ただ、現段階でシリーズは第12作を数え、文庫化されているのも3冊もあります。
追いかけるのは無理かも......

第一話 初めまして、今日子さん
第二話 紹介します、今日子さん
第三話 お暇ですか、今日子さん
第四話 失礼します、今日子さん
第五話 さようなら、今日子さん

と5話収録という形ですが、第四話と第五話は一つの話なので、事件としては4つ。
帯に簡単に纏めてあって

Case1. 機密データ盗難事件 研究所解体の危機を救え。
Case2. 人気漫画家脅迫事件 百万円誘拐犯をとらえよ。
Case3. 原稿宝探しゲーム 大ヒット確実の原稿を捜索せよ。
Case4. ミステリー作家突然死事件 不審死の真相を解明せよ。

となっています。
翌日になれば忘れてしまうという掟上今日子の設定がキーとなっていることは間違いありませんが、容疑者として事件に巻き込まれやすい隠館厄介の設定もなかなかどうして重要な要素ですよね。
それぞれ、小粒ながらミステリファンの心をくすぐるネタが仕掛けてあるのがポイントですね。

帯のまとめに従って......
機密データ盗難事件は、バックアップデータの紛失(盗難?)という、どうやって見つけ出すんだ、という謎を扱っていて、真相はある意味脱力系って感じもするのですが、掟上今日子の目の付け処はなかなかこちらの心くすぐるものがあります。

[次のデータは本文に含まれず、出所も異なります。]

PR #889, opened 2024-03-01
Fix PowerShell profile not loading

nebula-it:
Hello @samruddhikhandale, Its me again.

I tested the https://github.com/devcontainers/features/pull/876 and it still does not work. I found out how to test a feature locally and confirm what we are trying to achieve will not work with `su` as `su` will always ask for password when switching to `root` user. The code snippet we added from the node is to figure out non-root user and not to become root user. So, using `sudo` is our only option. I've added `-E` so that should take care of concerns about environment not passed to sudo.

Additionally, I've updated the code to get Profile path from PowerShell itself instead of hardcoding it.

Let me know if you have any questions

### DIFF
--- a/src/powershell/devcontainer-feature.json
+++ b/src/powershell/devcontainer-feature.json
@@ -1,6 +1,6 @@
 {
     "id": "powershell",
-    "version": "1.3.4",
+    "version": "1.3.3",
     "name": "PowerShell",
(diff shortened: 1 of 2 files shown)


nebula-it:
@samruddhikhandale 👋

samruddhikhandale (approved):

PR #891, opened 2024-03-04
Add Docker on Docker shim to docker-outside-of-docker

felipecrs:
As an avid user of Docker on Docker (or as you call, Docker outside of Docker), I figured that not being able to handle volume mounts within the container is unnaceptable. That's why I built the [Docker on Docker shim](https://github.com/felipecrs/docker-on-docker-shim), which is a transparent shim that translates paths within the container to their correct counterparts on the host.

Apart from just devcontainer's needs, I built the tool for some business use cases as well. For example, to have it packed in a CI/CD pipeline to allow running workload within containers, or to have a tool that ships as a container but needs to spawn more containers within it, without the overhead of running a full Docker daemon and the `--privileged` flag.

I have been testing internally it for almost an year by now in production, and I believe it has matured enough to be shipped by this feature by default. It is also [very well tested](https://github.com/felipecrs/docker-on-docker-shim?tab=readme-ov-file#highlights).

When `useDockerOnDockerShimAsDocker` is enabled, calling `docker` from within the container will actually call the shim. Otherwise, the shim is available as the `dond` command.

It is a big improvement for the feature, in my opinion.

Please let me know your thoughts.

### TODOs

- [ ] Add tests for the feature

### DIFF
--- a/src/oryx/devcontainer-feature.json
+++ b/src/oryx/devcontainer-feature.json
@@ -1,6 +1,6 @@
 {
     "id": "oryx",
-    "version": "1.3.0",
+    "version": "1.3.1",
     "name": "Oryx",
     "description": "Installs the oryx CLI",
     "documentationURL": "https://github.com/devcontainers/features/tree/main/src/oryx",
--- a/src/oryx/install.sh
+++ b/src/oryx/install.sh
@@ -86,7 +86,6 @@ install_dotnet_with_script()
 
     DOTNET_BINARY="dotnet"
     export PATH="${PATH}:/usr/share/dotnet"
-    DOTNET_BINARY_INSTALLATION="/usr/share/dotnet/sdk/${version}"
 }
 
 install_dotnet_using_apt() {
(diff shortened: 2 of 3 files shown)


samruddhikhandale:
Hi 👋 

We appreciate your enthusiasm and contribution for adding `docker-on-docker-shim` to the first party Feature. However, as https://github.com/felipecrs/docker-on-docker-shim is hosted on a personal repository, I'm afraid we won't be able to accept this contribution. We rely on first party/official releases of tools/artifacts which are trusted by the community and are happy to add it to their dev container without second thoughts.

@felipecrs Have you thought of publishing it as new Feature which you could share with the community?  The [devcontainers/feature-starter](https://github.com/devcontainers/feature-starter) repo has more guidance on self authoring them.

Once you've self authored and if you'd like to share it with the community, we'd recommend [adding it to the index](https://github.com/devcontainers/feature-starter#adding-features-to-the-index). It will make them visible in our [supporting tools](https://containers.dev/supporting) (like https://containers.dev/templates, Dev Containers Extension, GitHub Codespaces etc).

Feel free to ask any questions/queries along the way, feedbacks are welcome too!

Looping in @bamurtaugh (whose a PM on our team) to share her thoughts as well, thanks!

felipecrs:
Hi @samruddhikhandale, super understand. I will try creating a devcontainer feature for it too. Thanks for the advice.

Issue #883, opened 2024-02-26
Docker-in-docker: Add retry mechanism for fetching tags


samruddhikhandale:
Similar to https://github.com/devcontainers/features/pull/869, can we add fallback mechanism (ie when artifacts of `latest` version are unavailable, find the previous one) to "docker compose" and "docker switch" installations?

https://github.com/gauravsaini04/features/blob/main/src/docker-in-docker

PR #897, opened 2024-03-06
[docker] - Install previous version if current tags are missing artifacts

samruddhikhandale:
Fixes: https://github.com/devcontainers/features/issues/883

Currently, `docker-in-docker` Feature builds are failing as the latest tag available for docker-compose is [v2.24.7](https://github.com/docker/compose/releases/tag/v2.24.7), however, the corresponding releases are still not available. This PR, attempts to find a previous version in such scenarios


joshspicer (approved):
Looks good to me 👍

PR #902, opened 2024-03-10
Reverting get_previous_version logic to get the first tag_name's value from json

gauravsaini04:
**Features names**:
 
 * Kubectl-helm-minikube
 
 **Description**:
 
 This PR corrects the existing code with the following functionality:
 
 * `kubectl-helm-minikube` feature was picking up the second to latest tag from json array of releases url, now have changed that to pick the first value for `tag_name` key in the same.
 
 _Changelog_:
 
 * Updated `install.sh` file
 * Updated tests
 
 **Checklist**:
 
### DIFF
--- a/src/kubectl-helm-minikube/install.sh
+++ b/src/kubectl-helm-minikube/install.sh
@@ -159,7 +159,7 @@ fi
 get_previous_version() {
     repo_url=$1
     # this would del the assets key and then get the second encountered tag_name's value from the filtered array of objects
-    curl -s "$repo_url" | jq -r 'del(.[].assets) | .[1].tag_name' 
+    curl -s "$repo_url" | jq -r 'del(.[].assets) | .[0].tag_name' 
 }
 
 get_helm() {
--- a/src/kubectl-helm-minikube/install.sh
+++ b/src/kubectl-helm-minikube/install.sh
@@ -158,7 +158,7 @@ fi
 # Function to fetch the version released prior to the latest version
 get_previous_version() {
     repo_url=$1
-    # this would del the assets key and then get the second encountered tag_name's value from the filtered array of objects
+    # this would del the assets key and then get the first encountered tag_name's value from the filtered array of objects
     curl -s "$repo_url" | jq -r 'del(.[].assets) | .[0].tag_name' 
 }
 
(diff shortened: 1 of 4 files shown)


src/kubectl-helm-minikube/install.sh
```diff
@@ -159,7 +159,7 @@ fi
 get_previous_version() {
     repo_url=$1
     # this would del the assets key and then get the second encountered tag_name's value from the filtered array of objects
-    curl -s "$repo_url" | jq -r 'del(.[].assets) | .[1].tag_name' 
+    curl -s "$repo_url" | jq -r 'del(.[].assets) | .[0].tag_name'
```
samruddhikhandale, line 162: Can we bump patch version of this Feature?

As a rule of thumb, whenever you contribute changes to any Feature, you always need to bump the Feature versions. Follow semantic versioning rules to determine the version bump.

Failing the bump version will lead into not releasing a new version of the Feature with these changes.

src/kubectl-helm-minikube/install.sh
```diff
@@ -159,7 +159,7 @@ fi
 get_previous_version() {
     repo_url=$1
     # this would del the assets key and then get the second encountered tag_name's value from the filtered array of objects
```
samruddhikhandale, line 161: Can we update the comment?

test/docker-in-docker/docker_build_fallback_buildx.sh
```diff
@@ -26,7 +26,7 @@ get_latest_version() {
 
 # Function to fetch the previous version of the plugin
 get_previous_version() {
-    curl -s "$repo_url" | jq -r 'del(.[].assets) | .[1].tag_name' # this would del the assets key and then get the second encountered tag_name's value from the filtered array of objects
+    curl -s "$repo_url" | jq -r 'del(.[].assets) | .[0].tag_name' # this would del the assets key and then get the second encountered tag_name's value from the filtered array of objects
```
samruddhikhandale, line 29: Same here. Can we update the comment?

src/kubectl-helm-minikube/install.sh
gauravsaini04: made changes to the file

test/docker-in-docker/docker_build_fallback_buildx.sh
gauravsaini04: updated the comment

src/kubectl-helm-minikube/install.sh
gauravsaini04: updated the comment 👍

samruddhikhandale (approved):
Nice 🚀

PR #903, opened 2024-03-10
[python] add default formatter

hellodword:


src/python/devcontainer-feature.json
```diff
@@ -1,6 +1,6 @@
 {
   "id": "python",
-  "version": "1.4.1",
+  "version": "1.4.2",
```
samruddhikhandale, line 3: Can we bump the minor version as we are adding in the new extension?

src/python/devcontainer-feature.json
```diff
@@ -73,15 +73,19 @@
     "vscode": {
       "extensions": [
         "ms-python.python",
-        "ms-python.vscode-pylance"
+        "ms-python.vscode-pylance",
+        "ms-python.autopep8"
```
samruddhikhandale, line 77: This sounds good to me, we always supported it when it was part of `ms-python.python`. So these changes make sense to me. 

// cc @bamurtaugh unless there are any concerns.

samruddhikhandale (approved):
Looks good to me!

hoechenberger:
Why would you want to use this instead of the Ruff extension?

samruddhikhandale (approved):
Looks like we missed merging this, approving again ⚡

pickfire:
This broke ruff installation that I had to remove this feature altogether, can this be added behind a feature gate disabled by default? Given that there are quite a few well known alternative, I don't think autopep8 should be enabled by default.

hoechenberger:
@pickfire I added `“-ms-python.autopep8“` to the extensions sections of my dev container config (mind the minus sign, which will remove the extension). And I added a formatted entry to use ruff.

I have to agree that this PR made life harder. Not a fan.

samruddhikhandale:
Okay, revert makes sense in this case. Thanks for bringing this us, feel free to send out a revert PR.

Issue #847, opened 2024-02-13
PHP feature should optionally install xdebug


razvanphp:
I personally want to use the (production) docker image for my app where I install PHP (and even composer) already, so I just need the option to install xdebug via the features flags, instead of baking this into my Dockerfile.

Would greatly expand the usability for PHP developers of devcontainers.

Thank you!
R

samruddhikhandale:
Hello 👋 

From 👇  looks like we already install `xdebug` with the PHP Feature. This is also baked into the `mcr.microsoft.com/devcontainers/php` image hosted from https://github.com/devcontainers/images/tree/main/src/php

https://github.com/devcontainers/features/blob/f91ff3cd8de5d33a52d21887963ba7166600cc44/src/php/install.sh#L186-L193, 

> [PHP feature should optionally install xdebug](https://github.com/devcontainers/features/issues/847#top)

@razvanphp Are you looking for an option which controls this `xdebug` installation? (as opposed to installing it only when you request a version)

Let me know if I am misunderstanding your question, thanks!

PR #1626, opened 2026-04-20
Enable support for many php extensions

### LINKED ISSUE #1332: Not possible to install PHP extensions
no options are available for choosing PHP extensions

mafiebig:
Enabling support for a number of high-value extensions. 

Resolves #1332 and #847

### DIFF
--- a/.gitignore
+++ b/.gitignore
@@ -1,1 +1,2 @@
 workspace.code-workspace
+.idea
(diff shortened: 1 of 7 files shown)


mafiebig:
@microsoft-github-policy-service agree [company="Highline College"]

mafiebig:
@microsoft-github-policy-service agree company="Highline College"

mafiebig:
Looking at the failing test, it doesn't seem like a valid test, but rather a copy and paste of some install code. Can I nuke that test so that all tests fire green?

PR #1632, opened 2026-05-02
Fix broken golangci-lint installation in go feature

max06:
Currently using the go-feature in devcontainers without specifying an older version to install breaks building devcontainers.

After investigating, 2 reasons were identified for breaking:
- golangci-lint now releases sbom-files with their binary releases. The install-script now finds 2 hashes matching the filename, which was corrected by the maintainers yesterday (and released today, 3 hours ago in https://github.com/golangci/golangci-lint/pull/6539).
- The golangci-lint project switched their primary branch from master to main, date irrelevant. Their fix for the first issue was properly merged into main, but the installation script for this container-feature was never updated, still pointing to master - missing the fix.

This should be merged quickly.

Potential workaround: Using `v2.11.4` as version for golangci-lint should work since sbom-files were added in v2.12 for the first time.

### DIFF
--- a/src/go/install.sh
+++ b/src/go/install.sh
@@ -325,11 +325,11 @@ if [ "${INSTALL_GO_TOOLS}" = "true" ]; then
     # Install golangci-lint from precompiled binares
     if [ "$GOLANGCILINT_VERSION" = "latest" ] || [ "$GOLANGCILINT_VERSION" = "" ]; then
         echo "Installing golangci-lint latest..."
-        curl -fsSL https://raw.githubusercontent.com/golangci/golangci-lint/master/install.sh | \
+        curl -fsSL https://raw.githubusercontent.com/golangci/golangci-lint/main/install.sh | \
             sh -s -- -b "${TARGET_GOPATH}/bin"
     else
         echo "Installing golangci-lint ${GOLANGCILINT_VERSION}..."
-        curl -fsSL https://raw.githubusercontent.com/golangci/golangci-lint/master/install.sh | \
+        curl -fsSL https://raw.githubusercontent.com/golangci/golangci-lint/main/install.sh | \
             sh -s -- -b "${TARGET_GOPATH}/bin" "v${GOLANGCILINT_VERSION}"
     fi
 
--- a/src/go/install.sh
+++ b/src/go/install.sh
@@ -325,11 +325,11 @@ if [ "${INSTALL_GO_TOOLS}" = "true" ]; then
     # Install golangci-lint from precompiled binares
     if [ "$GOLANGCILINT_VERSION" = "latest" ] || [ "$GOLANGCILINT_VERSION" = "" ]; then
         echo "Installing golangci-lint latest..."
-        curl -fsSL https://raw.githubusercontent.com/golangci/golangci-lint/main/install.sh | \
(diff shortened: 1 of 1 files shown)


src/go/install.sh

人気漫画家脅迫事件は、百万円の札束を盗んだ犯人が、被害者に対して、札束を返してほしければ一億円払えと脅迫してくる、という事件で、しかも被害者である漫画家は一億を支払うという、もうこの設定だけで◎。

原稿宝探しゲームは、作家が隠した原稿を探すというものなのですが、これまたこの隠し場所はちょっとないなー、というものでしたが、掟上今日子と隠館との関係性という点でおやっと思わせてくれました。

最後のミステリー作家突然死事件は、なにより掟上の捜査方法がいくらなんでも無理、というか、ありえないものではありましたが、第四話、第五話と流れがいいことと、事件そのものよりも、これまた掟上今日子と隠館との関係性という点で注目ですし、掟上の設定についてのツイストも好感度大です。

これ、パターンが作りにくそうな設定ですが、さすがは西尾維新、やすやすと自分の設定したハードルを軽やかに跳躍してみせてくれました。
続巻、楽しみではあります。でも、もう12巻もあるのか......どうしよう!?